Researchers Harvest Electrical Current from Seaweed

  Algae Europe December 2022
Electrical Current from Seaweed chart

A simulation of the process to harvest electrical current from seaweed: the seaweed releases molecules that transport electrons to a stainless-steel electrode (the anode). The electrons transfer to the second electrode (a platinum cathode) which can reduce protons found in the seawater electrolyte solution to hydrogen gas. The current can either be used directly, or if hydrogen is produced, the gas can be used as a future clean fuel.

Researchers from the Israeli Institute of Technology (Technion) have developed a new method that harvests an electrical current directly from seaweed in an environmentally friendly and efficient way. The idea, which came to the doctoral student Yaniv Shlosberg while swimming at the beach, has been developed by a consortium of researchers from three Technion faculties who are members of the Grand Technion Energy Program (GTEP), along with a researcher from the Israel Oceanographic and Limnological Research Institute (IOLR).
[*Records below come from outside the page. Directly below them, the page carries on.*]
PR #3219, opened 2022-03-21
fix to log manager take 2

### LINKED ISSUE #1775: Tail window won't pick up new run when running the same script from terminal.

phyzical:
added logic to pick up log when its closed via event emitter

closes #1775
Mar-21-2022 19-59-28

### DIFF
--- a/src/ui/React/LogBoxManager.tsx
+++ b/src/ui/React/LogBoxManager.tsx
@@ -18,6 +18,7 @@ import { Theme } from "@mui/material";
 import { findRunningScript } from "../../Script/ScriptHelpers";
 import { Player } from "../../Player";
 import { debounce } from "lodash";
+import { WorkerScriptStartStopEventEmitter } from "../../Netscript/WorkerScriptStartStopEventEmitter";
 
 let layerCounter = 0;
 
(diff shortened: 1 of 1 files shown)


src/ui/React/LogBoxManager.tsx
```diff
@@ -128,6 +129,23 @@ function LogWindow(props: IProps): React.ReactElement {
     setRerender((old) => !old);
   }
 
+  useEffect(
+    () =>
+      WorkerScriptStartStopEventEmitter.subscribe(() => {
+        setTimeout(() => {
```
hydroflame, line 135: Why the timeout?

phyzical: for some reason without it it didnt update i think it might be a race condition between the script starting up and being found as a "running script"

The problematic issues of fossil fuels are the driving force behind research into methods of alternative, clean and renewable energy sources. One of these is the use of living organisms as the source of electrical currents in microbial fuel cells (MFC). Certain bacteria can transfer electrons to electrochemical cells to produce electrical current. The bacteria need to be constantly fed and some of them are pathogenic.
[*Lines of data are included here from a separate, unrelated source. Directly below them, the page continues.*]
PR #3220, opened 2022-03-21
add similar sort to the faction joined list

### LINKED ISSUE #3214: Regression with sorted faction display
- Web version: Bitburner v1.5.0 (0171fc23)
- Steps to reproduce: Join some factions

The ordering of factions has changed. It looks reversed.

image

phyzical:
closes #3214
Mar-21-2022 21-23-15

### DIFF
--- a/src/Faction/ui/FactionsRoot.tsx
+++ b/src/Faction/ui/FactionsRoot.tsx
@@ -82,7 +82,8 @@ export function FactionsRoot(props: IProps): React.ReactElement {
   }
 
   const allFactions = Object.values(FactionNames).map(faction => faction as string)
-  const allJoinedFactions = props.player.factions.sort((a, b) =>
+  const allJoinedFactions = props.player.factions.slice(0);
+  allJoinedFactions.sort((a, b) =>
     allFactions.indexOf(a) - allFactions.indexOf(b));
 
   return (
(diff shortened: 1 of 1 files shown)


src/Faction/ui/FactionsRoot.tsx
```diff
@@ -79,6 +79,9 @@ export function FactionsRoot(props: IProps): React.ReactElement {
       (augmentation: string) => !player.hasAugmentation(augmentation)
     ).length;
   }
+  let allJoinedFactions = props.player.factions
+  allJoinedFactions = allJoinedFactions.sort((a, b) =>
+    allJoinedFactions.indexOf(a) - allJoinedFactions.indexOf(b));
```
iTitus, line 84: the sorting works in-place: see https://developer.mozilla.org/en-US/docs/Web/JavaScript/Reference/Global_Objects/Array/sort
so the use of the return value is unnecessary.
it might also be good to copy the array instead of using `props.player.factions` directly

did you want to use `allFactionsThatExist.indexOf()` ?

iTitus: Is it intended that you change the `props.player.factions` array directly from UI code instead of working with a copy?

phyzical: hmm but by calling sort dont we get a new copy returned?

src/Faction/ui/FactionsRoot.tsx
```diff
@@ -80,6 +81,10 @@ export function FactionsRoot(props: IProps): React.ReactElement {
     ).length;
   }
 
+  const allFactions = Object.values(FactionNames).map(faction => faction as string)
+  const allJoinedFactions = props.player.factions.sort((a, b) =>
```
phyzical, line 85:
```suggestion
  const allJoinedFactions = props.player.factions.slice(0)
  allJoinedFactions.sort((a, b) =>
```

A similar technology is bio-photoelectrochemical cells (BPEC). As for the MFC, the source of electrons can be from photosynthetic bacteria, especially cyanobacteria. Cyanobacteria make their own food from carbon dioxide, water and sunlight, and in most cases they are benign.

The research groups of Prof. Noam Adir, and the doctoral student Yaniv Shlosberg, previously developed technologies that used cyanobacteria for obtaining electrical current and hydrogen fuel, as published in Nature Communications and Science.

Cyanobacteria have some drawbacks, however. They produce less current in the dark, as no photosynthesis is performed. Also, the amount of current obtained is still less than that obtained from solar cell technologies, so that while more environmentally benign, the BPEC is less attractive commercially.

Switching from Cyanobacteria to Ulva

In this study, the researchers from the Technion and IOLR decided to try to solve this issue using a new photosynthetic source — seaweed. Many different species of seaweed grow naturally on the Mediterranean shore of Israel, especially Ulva (also known as sea lettuce) which is grown in large quantities at IOLR for research purposes.

The research was led by Prof. Noam Adir and Yaniv Shlosberg, from the Schulich Faculty of Chemistry and GTEP. They collaborated with additional researchers from the Technion: Dr. Tunde Toth (Schulich Faculty of Chemistry), Prof. Gadi Schuster, Dr. David Meiri, Nimrod Krupnik and Benjamin Eichenbaum (Faculty of Biology), Dr. Omer Yehezkeli and Matan Meirovich (Faculty of Biotechnology and Food Engineering) and Dr. Alvaro Israel from IOLR in Haifa.

The Technion/IOLR researchers built a prototype device that collects the current directly in the Ulva growth vat. After developing new methods to connect Ulva and BPEC, currents a thousand times greater than those from cyanobacteria were obtained — currents that are on the level of those obtained from standard solar cells. Prof. Adir notes that these increased currents are due to the high rate of seaweed photosynthesis, and the ability to use the seaweed in their natural seawater as the BPEC electrolyte — the solution that promotes electron transfer in the BPEC.

Additionally, the seaweed provides currents in the dark, about 50% of that obtained in light. The source of the dark current is from respiration — where sugars made by the photosynthetic process are used as an internal source of nutrients. In a fashion similar to the cyanobacterial BPEC, no additional chemicals are needed to obtain the current. The Ulva produce mediating electron transfer molecules that are secreted from the cells and transfer the electrons to the BPEC electrode.

The new technology is carbon negative. The seaweed absorbs carbon from the atmosphere during the day while growing and releasing oxygen. During harvesting of the currents during the day, no carbon is released. During the night, the seaweed releases the normal amount of carbon from respiration.

“By presenting our prototype device, we show that significant currents can be harvested from the seaweed,” said Prof. Adir. “We believe that the technology can be further improved leading to future green energy technologies.”

The researchers presented their new method for collecting an electrical current directly from seaweed in the journal Biosensors and Bioelectronics. The paper describes results obtained from researchers from the Schulich Faculty of Chemistry, the Faculty of Biology, the Faculty of Biotechnology and Food Engineering, GTEP and IOLR.